PR #449, opened 2021-01-20
[packaging]: Add Support For Libboost v1.71.0

tahmed-dev:
This PR defines libboost v1.71.0 as an alternative package
for libswsscommon.

singed-off-by: Tamer Ahmed <tamer.ahmed@microsoft.com>

### DIFF
--- a/debian/control
+++ b/debian/control
@@ -2,7 +2,7 @@ Source: sonic
 Maintainer: Shuotian Cheng <shuche@microsoft.com>
 Section: net
 Priority: optional
-Build-Depends: dh-exec (>=0.3), debhelper (>= 9), autotools-dev, libboost-dev
+Build-Depends: dh-exec (>=0.3), debhelper (>= 9), autotools-dev, libboost-dev | libboost1.71-dev
 Standards-Version: 1.0.0
 
 Package: libswsscommon


qiluo-msft:
@Pterosaur please help review

qiluo-msft (approved):

debian/control
```diff
@@ -2,7 +2,7 @@ Source: sonic
 Maintainer: Shuotian Cheng <shuche@microsoft.com>
 Section: net
 Priority: optional
-Build-Depends: dh-exec (>=0.3), debhelper (>= 9), autotools-dev, libboost-dev
+Build-Depends: dh-exec (>=0.3), debhelper (>= 9), autotools-dev, libboost-dev | libboost1.71-dev
```
jleveque, line 5: Does order matter here? Does this guarantee that it will try to install `libboost1.71-dev` first? I can't seem to find info about the ordering.

qiluo-msft: Even it matters, we should not depends on the order and install explicitly the package in sonic-slave (buster and future).

jleveque: We're trying to eliminate explicit dependency installation as much as possible. If we need to here for the time being, OK, but we should try to avoid it if possible.

tahmed-dev: I manually install libboost1.71-dev on both slave and docker images. @qiluo-msft had similar question. The document does not provide enough details. The solution for now is to call out a specific version in the docker that uses it. The 'OR' is required for now as the package builds for both stretch and buster.

jleveque: I guess we'll have to experiment to see how the order impacts `apt-get install --fix-broken` in the future, since the documentation is poor, and see if we can eliminate the explicit install of `libboost1.71-dev`.

jleveque (approved):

★ ★ ★ ★ ★ ★ ★

WHAT THE TASK ASKS -> For every line of the listing, produce an identical copy.

ANSWER FOR THIS EXERCISE ->
PR #449, opened 2021-01-20
[packaging]: Add Support For Libboost v1.71.0

tahmed-dev:
This PR defines libboost v1.71.0 as an alternative package
for libswsscommon.

singed-off-by: Tamer Ahmed <tamer.ahmed@microsoft.com>

### DIFF
--- a/debian/control
+++ b/debian/control
@@ -2,7 +2,7 @@ Source: sonic
 Maintainer: Shuotian Cheng <shuche@microsoft.com>
 Section: net
 Priority: optional
-Build-Depends: dh-exec (>=0.3), debhelper (>= 9), autotools-dev, libboost-dev
+Build-Depends: dh-exec (>=0.3), debhelper (>= 9), autotools-dev, libboost-dev | libboost1.71-dev
 Standards-Version: 1.0.0
 
 Package: libswsscommon


qiluo-msft:
@Pterosaur please help review

qiluo-msft (approved):

debian/control
```diff
@@ -2,7 +2,7 @@ Source: sonic
 Maintainer: Shuotian Cheng <shuche@microsoft.com>
 Section: net
 Priority: optional
-Build-Depends: dh-exec (>=0.3), debhelper (>= 9), autotools-dev, libboost-dev
+Build-Depends: dh-exec (>=0.3), debhelper (>= 9), autotools-dev, libboost-dev | libboost1.71-dev
```
jleveque, line 5: Does order matter here? Does this guarantee that it will try to install `libboost1.71-dev` first? I can't seem to find info about the ordering.

qiluo-msft: Even it matters, we should not depends on the order and install explicitly the package in sonic-slave (buster and future).

jleveque: We're trying to eliminate explicit dependency installation as much as possible. If we need to here for the time being, OK, but we should try to avoid it if possible.

tahmed-dev: I manually install libboost1.71-dev on both slave and docker images. @qiluo-msft had similar question. The document does not provide enough details. The solution for now is to call out a specific version in the docker that uses it. The 'OR' is required for now as the package builds for both stretch and buster.

jleveque: I guess we'll have to experiment to see how the order impacts `apt-get install --fix-broken` in the future, since the documentation is poor, and see if we can eliminate the explicit install of `libboost1.71-dev`.

jleveque (approved):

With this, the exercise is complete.